===== Information given

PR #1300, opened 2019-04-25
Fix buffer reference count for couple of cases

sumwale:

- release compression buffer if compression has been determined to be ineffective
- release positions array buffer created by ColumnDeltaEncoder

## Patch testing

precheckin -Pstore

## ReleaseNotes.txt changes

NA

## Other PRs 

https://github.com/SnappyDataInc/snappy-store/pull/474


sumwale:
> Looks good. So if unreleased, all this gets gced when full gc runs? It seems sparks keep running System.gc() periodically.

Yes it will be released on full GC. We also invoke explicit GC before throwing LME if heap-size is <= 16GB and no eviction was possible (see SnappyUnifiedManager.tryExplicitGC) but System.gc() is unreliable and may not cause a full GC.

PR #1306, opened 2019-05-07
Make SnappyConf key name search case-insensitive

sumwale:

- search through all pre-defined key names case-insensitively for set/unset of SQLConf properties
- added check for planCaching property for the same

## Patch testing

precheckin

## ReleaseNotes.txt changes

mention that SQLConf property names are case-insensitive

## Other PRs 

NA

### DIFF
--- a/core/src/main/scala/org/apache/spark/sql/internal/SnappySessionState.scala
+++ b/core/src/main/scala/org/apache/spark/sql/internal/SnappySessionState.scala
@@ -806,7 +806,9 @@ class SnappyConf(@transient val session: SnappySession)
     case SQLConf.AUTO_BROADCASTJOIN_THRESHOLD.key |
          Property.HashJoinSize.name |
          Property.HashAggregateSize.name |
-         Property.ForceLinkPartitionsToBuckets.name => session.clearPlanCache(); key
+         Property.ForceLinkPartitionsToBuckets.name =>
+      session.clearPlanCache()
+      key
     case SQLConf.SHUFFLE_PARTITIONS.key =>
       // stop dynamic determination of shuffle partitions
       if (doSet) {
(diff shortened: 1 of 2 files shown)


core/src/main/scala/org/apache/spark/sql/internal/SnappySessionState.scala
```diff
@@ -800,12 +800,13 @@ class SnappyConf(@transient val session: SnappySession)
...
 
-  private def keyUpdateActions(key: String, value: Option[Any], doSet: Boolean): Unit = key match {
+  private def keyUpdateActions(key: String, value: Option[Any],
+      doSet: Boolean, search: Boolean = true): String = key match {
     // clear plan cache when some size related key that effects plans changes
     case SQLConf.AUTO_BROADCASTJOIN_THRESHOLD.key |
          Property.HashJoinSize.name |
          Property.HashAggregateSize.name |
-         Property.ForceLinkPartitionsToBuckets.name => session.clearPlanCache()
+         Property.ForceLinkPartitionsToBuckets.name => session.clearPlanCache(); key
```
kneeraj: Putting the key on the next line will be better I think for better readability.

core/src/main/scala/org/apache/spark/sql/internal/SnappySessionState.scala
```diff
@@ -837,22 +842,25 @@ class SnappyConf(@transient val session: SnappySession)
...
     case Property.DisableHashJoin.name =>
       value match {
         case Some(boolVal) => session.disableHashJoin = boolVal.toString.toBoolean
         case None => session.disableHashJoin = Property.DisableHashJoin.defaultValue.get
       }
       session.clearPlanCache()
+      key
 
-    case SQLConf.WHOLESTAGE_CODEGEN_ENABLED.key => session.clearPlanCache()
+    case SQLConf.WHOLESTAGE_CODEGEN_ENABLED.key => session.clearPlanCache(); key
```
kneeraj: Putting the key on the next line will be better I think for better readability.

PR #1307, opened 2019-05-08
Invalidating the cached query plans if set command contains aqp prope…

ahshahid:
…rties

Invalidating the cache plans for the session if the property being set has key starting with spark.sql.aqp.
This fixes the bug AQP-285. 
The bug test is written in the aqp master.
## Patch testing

==========
===== Information given

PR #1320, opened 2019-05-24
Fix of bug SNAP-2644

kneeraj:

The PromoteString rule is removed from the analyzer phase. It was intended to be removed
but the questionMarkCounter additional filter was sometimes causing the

==========

# [What to do]
Both the line containing "PR #1300, opened 2019-04-25" and the line containing "(diff shortened: 1 of 2 files shown)" belong in the answer. Print them and every line above that falls between them exactly, and no others.

# [Solution to the problem]
PR #1300, opened 2019-04-25
Fix buffer reference count for couple of cases

sumwale:

- release compression buffer if compression has been determined to be ineffective
- release positions array buffer created by ColumnDeltaEncoder

## Patch testing

precheckin -Pstore

## ReleaseNotes.txt changes

NA

## Other PRs 

https://github.com/SnappyDataInc/snappy-store/pull/474


sumwale:
> Looks good. So if unreleased, all this gets gced when full gc runs? It seems sparks keep running System.gc() periodically.

Yes it will be released on full GC. We also invoke explicit GC before throwing LME if heap-size is <= 16GB and no eviction was possible (see SnappyUnifiedManager.tryExplicitGC) but System.gc() is unreliable and may not cause a full GC.

PR #1306, opened 2019-05-07
Make SnappyConf key name search case-insensitive

sumwale:

- search through all pre-defined key names case-insensitively for set/unset of SQLConf properties
- added check for planCaching property for the same

## Patch testing

precheckin

## ReleaseNotes.txt changes

mention that SQLConf property names are case-insensitive

## Other PRs 

NA

### DIFF
--- a/core/src/main/scala/org/apache/spark/sql/internal/SnappySessionState.scala
+++ b/core/src/main/scala/org/apache/spark/sql/internal/SnappySessionState.scala
@@ -806,7 +806,9 @@ class SnappyConf(@transient val session: SnappySession)
     case SQLConf.AUTO_BROADCASTJOIN_THRESHOLD.key |
          Property.HashJoinSize.name |
          Property.HashAggregateSize.name |
-         Property.ForceLinkPartitionsToBuckets.name => session.clearPlanCache(); key
+         Property.ForceLinkPartitionsToBuckets.name =>
+      session.clearPlanCache()
+      key
     case SQLConf.SHUFFLE_PARTITIONS.key =>
       // stop dynamic determination of shuffle partitions
       if (doSet) {
(diff shortened: 1 of 2 files shown)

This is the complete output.